▶ [TO DO]
Copy out every record that follows, word for word.

___ DATA TO USE

PR #1481, opened 2017-09-21
Downgrade Microsoft.AspNetCore.* dependencies to 1.0

### LINKED ISSUE #1449: Can't add reference to Google.Cloud.Diagnostics.AspNetCore in VS2017
- Create an ASP.NET Core **1.0** application
- In "Manage NuGet packages" try to install Google.Cloud.Diagnostics.AspNetCore

Error:

```text
Restoring packages for C:\Users\skeet\Test\Projects\Issues\Issue1448\Issue1448\Issue1448.csproj...
Detected package downgrade: Microsoft.Extensions.Logging.Debug from 1.1.2 to 1.0.2. Reference the package directly from the project to select a different version. 
 Issue1448 (>= 1.0.0) -> Google.Cloud.Diagnostics.AspNetCore (>= 1.0.0) -> Microsoft.Extensions.Logging.Debug (>= 1.1.2) 
 Issue1448 (>= 1.0.0) -> Microsoft.Extensions.Logging.Debug (>= 1.0.2)
Package restore failed. Rolling back package changes for 'Issue1448'.
Time Elapsed: 00:00:01.9913824
```

VS2017 version 15.3.4

The problem is that the default csproj file contains:

```
<PackageReference Include="Microsoft.Extensions.Logging.Debug" Version="1.0.2" />
```

... whereas we depend on 1.1.2.

Options for user:

- Update the dependency to 1.1.2 or higher
- Remove the explicit dependency
- Use ASP.NET Core 1.1 from the start

Given that ASP.NET Core 2.0 is now the default, maybe this isn't an issue... but I thought it worth recording, as we may want to document it.

iantalarico:
This will ensure netcore 1.0 apps can also use the libraries.

This fixes #1449.


jskeet:
1.0.2 rather than 1.0.3, I think. (When it's green, I'm happy.)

______

▶ [ANSWER SPACE]
PR #1481, opened 2017-09-21
Downgrade Microsoft.AspNetCore.* dependencies to 1.0

### LINKED ISSUE #1449: Can't add reference to Google.Cloud.Diagnostics.AspNetCore in VS2017
- Create an ASP.NET Core **1.0** application
- In "Manage NuGet packages" try to install Google.Cloud.Diagnostics.AspNetCore

Error:

```text
Restoring packages for C:\Users\skeet\Test\Projects\Issues\Issue1448\Issue1448\Issue1448.csproj...
Detected package downgrade: Microsoft.Extensions.Logging.Debug from 1.1.2 to 1.0.2. Reference the package directly from the project to select a different version. 
 Issue1448 (>= 1.0.0) -> Google.Cloud.Diagnostics.AspNetCore (>= 1.0.0) -> Microsoft.Extensions.Logging.Debug (>= 1.1.2) 
 Issue1448 (>= 1.0.0) -> Microsoft.Extensions.Logging.Debug (>= 1.0.2)
Package restore failed. Rolling back package changes for 'Issue1448'.
Time Elapsed: 00:00:01.9913824
```

VS2017 version 15.3.4

The problem is that the default csproj file contains:

```
<PackageReference Include="Microsoft.Extensions.Logging.Debug" Version="1.0.2" />
```

... whereas we depend on 1.1.2.

Options for user:

- Update the dependency to 1.1.2 or higher
- Remove the explicit dependency
- Use ASP.NET Core 1.1 from the start

Given that ASP.NET Core 2.0 is now the default, maybe this isn't an issue... but I thought it worth recording, as we may want to document it.

iantalarico:
This will ensure netcore 1.0 apps can also use the libraries.

This fixes #1449.


jskeet:
1.0.2 rather than 1.0.3, I think. (When it's green, I'm happy.)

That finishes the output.